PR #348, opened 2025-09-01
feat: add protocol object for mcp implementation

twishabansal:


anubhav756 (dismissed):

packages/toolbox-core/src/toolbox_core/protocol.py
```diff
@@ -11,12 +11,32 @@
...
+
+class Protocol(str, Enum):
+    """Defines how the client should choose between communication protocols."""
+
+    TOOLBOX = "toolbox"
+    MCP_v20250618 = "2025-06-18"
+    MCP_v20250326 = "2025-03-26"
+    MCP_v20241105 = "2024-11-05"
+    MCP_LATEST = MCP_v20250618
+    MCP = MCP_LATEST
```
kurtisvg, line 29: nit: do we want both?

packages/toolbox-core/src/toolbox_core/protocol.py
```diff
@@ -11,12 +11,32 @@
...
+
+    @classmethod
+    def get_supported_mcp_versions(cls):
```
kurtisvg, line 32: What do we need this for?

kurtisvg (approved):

-*-

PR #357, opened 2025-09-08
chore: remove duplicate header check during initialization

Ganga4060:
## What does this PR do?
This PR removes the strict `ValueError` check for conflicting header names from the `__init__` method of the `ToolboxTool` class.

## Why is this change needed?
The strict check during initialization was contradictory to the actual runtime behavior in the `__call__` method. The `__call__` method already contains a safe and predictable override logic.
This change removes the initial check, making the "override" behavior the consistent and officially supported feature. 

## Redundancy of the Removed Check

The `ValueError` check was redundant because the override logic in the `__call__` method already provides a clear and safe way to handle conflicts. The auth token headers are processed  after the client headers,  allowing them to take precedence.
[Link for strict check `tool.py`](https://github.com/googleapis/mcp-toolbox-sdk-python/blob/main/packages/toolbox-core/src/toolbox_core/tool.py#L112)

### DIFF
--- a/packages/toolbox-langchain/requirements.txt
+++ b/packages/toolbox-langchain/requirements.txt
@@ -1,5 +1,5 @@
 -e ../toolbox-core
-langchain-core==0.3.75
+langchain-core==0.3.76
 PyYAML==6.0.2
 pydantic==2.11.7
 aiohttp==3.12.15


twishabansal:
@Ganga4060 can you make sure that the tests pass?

-*-

▸ **TASK TO CARRY OUT**: Check every line of the data above for the string "requirements", and copy those that have it.

▸ **ANSWER TO THIS EXERCISE**:
--- a/packages/toolbox-langchain/requirements.txt
+++ b/packages/toolbox-langchain/requirements.txt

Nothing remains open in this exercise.